PR #1697, opened 2024-02-07
LDAP Channel binding implementation

FrankSpierings:
Implemented LDAP channel binding as cleanly as I could, based on https://github.com/ly4k/ldap3.

The fact that I had to add a parameter to `computeResponse`/`computeResponseNTLMv2`/`getNTLMSSPType3`, is not great.

This works for `GetUserSPNs.py`, since it uses Impackets version of `ldap.py`. I have seen that `addcomputer.py` uses https://github.com/cannatag/ldap3. So that stills needs work.

PR #1844, opened 2024-11-02
LDAP Channel binding implementation from #1697

NeffIsBack:
Hi folks, 
following up on https://github.com/fortra/impacket/pull/1697#issuecomment-2432306830, this is a fixed version to finish up the review of @anadrianmanrique. No changes besides the one requested, so this can get merged as soon as possible 🚀 

Tested on the NetExec side of things:
image


NeffIsBack:
I updated the ntlmv2 values `sessionBaseKey`, `ntResponse` and `encryptedSessionKey` , because this changed due to the additional "temp" variable from the channel binding:
https://github.com/fortra/impacket/blob/835e17550b57606ee3c681ae1c3f0edea096ec19/impacket/ntlm.py#L937-L941

@anadrianmanrique could you help me put together the final ntlmChallengeResponse?

mpgn:
Hello @anadrianmanrique hope you are doing well :)

Can you review this one ? this is fixing a big problem on nxc 🎉

anadrianmanrique:
Hello guys, first, thank you for taking care of #1697, hope we will finally integrate it :)/
Second, I'm currently on vacactions, so access to the repo ( and internet as well ) it's a bit limited for me, until my return on next Monday.
Third, I see some changes in ntlm unit tests. As far as I understand ntlm.computeResponseNTLMv2 shouldn't change behavior ( as it would break clients not using channel binding ), so I don't understand why this has to be updated. ntlm.computeResponseNTLMv2 calculation changes only if channelbinding data it's being passed to the function ( sorry I'm not being able to test the code at the moment ). If you can clarify this to me, it would be great. Thank you!

NeffIsBack:
Enjoy the vacation!

That is a good question. As far as my tests go the current implementation should also work for Channel binding not being active, but I will test that again.

I assumed that the new variable introduced bytes that are ignored by non channel binding connections, but I will dig into the Microsoft documentation to find out what is happening here!

NeffIsBack:
So apparently NTLMv2 still works, even when channel binding is completely disabled:
image

Going on the hunt now why the response calculcation changes.

NeffIsBack:
So, according to the microsoft documentation for the [NTLMv2_CLIENT_CHALLENGE](https://learn.microsoft.com/en-us/openspecs/windows_protocols/ms-nlmp/aee311d6-21a7-4470-92a5-c4ecb022a87b) the object has the [AvPairs](https://learn.microsoft.com/en-us/openspecs/windows_protocols/ms-nlmp/83f5e789-660d-4781-8491-5f8c6641f75e) variable as last parameter. These AvPairs (attribute-value) are terminated by `MsvAvEOL` which is effectively just 4 Null bytes. Before this PR this was done by: 
1. The AvPair Struct:
https://github.com/fortra/impacket/blob/835e17550b57606ee3c681ae1c3f0edea096ec19/impacket/ntlm.py#L248-L257
2. Manually adding 4 null bytes to the end:
https://github.com/fortra/impacket/blob/835e17550b57606ee3c681ae1c3f0edea096ec19/impacket/ntlm.py#L934-L935

Effectively resulting in 8 null bytes:
image
image

I would assume that on the Microsoft side of things the unnecessary 4 null bytes just got thrown away.

With this PR we just add the AvPair to the, which does the termination of the object with `MsvAvEOL` (4 null bytes) by itself. As this seems to work against servers with and without channel binding enabled i would recommend to go with the new method (which looks to match the microsoft spec as far as i can tell).
As we remove 4 null bytes the tests obviously don't pass anymore and have to get updated.

NeffIsBack:
Example of the 8 null bytes in the NetExec connection:
image

anadrianmanrique:
@NeffIsBack I confirm what you said. I'll run some remote testcases regarding ntlm. If that's ok,  the PR will be reading to be merged. Thanks!

NeffIsBack:
Awesome! Really looking forward to this being merged🚀

mpgn:
Thanks @anadrianmanrique ! 🔥

anadrianmanrique:
Merging, Thank you all!!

=== Exercise directions ===
What do the lines above say from the one containing "The fact that" down to the one containing "Hello guys, first, thank"? Return them exactly, both end lines included, and only them.

=== Response ===
The fact that I had to add a parameter to `computeResponse`/`computeResponseNTLMv2`/`getNTLMSSPType3`, is not great.

This works for `GetUserSPNs.py`, since it uses Impackets version of `ldap.py`. I have seen that `addcomputer.py` uses https://github.com/cannatag/ldap3. So that stills needs work.

PR #1844, opened 2024-11-02
LDAP Channel binding implementation from #1697

NeffIsBack:
Hi folks, 
following up on https://github.com/fortra/impacket/pull/1697#issuecomment-2432306830, this is a fixed version to finish up the review of @anadrianmanrique. No changes besides the one requested, so this can get merged as soon as possible 🚀 

Tested on the NetExec side of things:
image


NeffIsBack:
I updated the ntlmv2 values `sessionBaseKey`, `ntResponse` and `encryptedSessionKey` , because this changed due to the additional "temp" variable from the channel binding:
https://github.com/fortra/impacket/blob/835e17550b57606ee3c681ae1c3f0edea096ec19/impacket/ntlm.py#L937-L941

@anadrianmanrique could you help me put together the final ntlmChallengeResponse?

mpgn:
Hello @anadrianmanrique hope you are doing well :)

Can you review this one ? this is fixing a big problem on nxc 🎉

anadrianmanrique:
Hello guys, first, thank you for taking care of #1697, hope we will finally integrate it :)/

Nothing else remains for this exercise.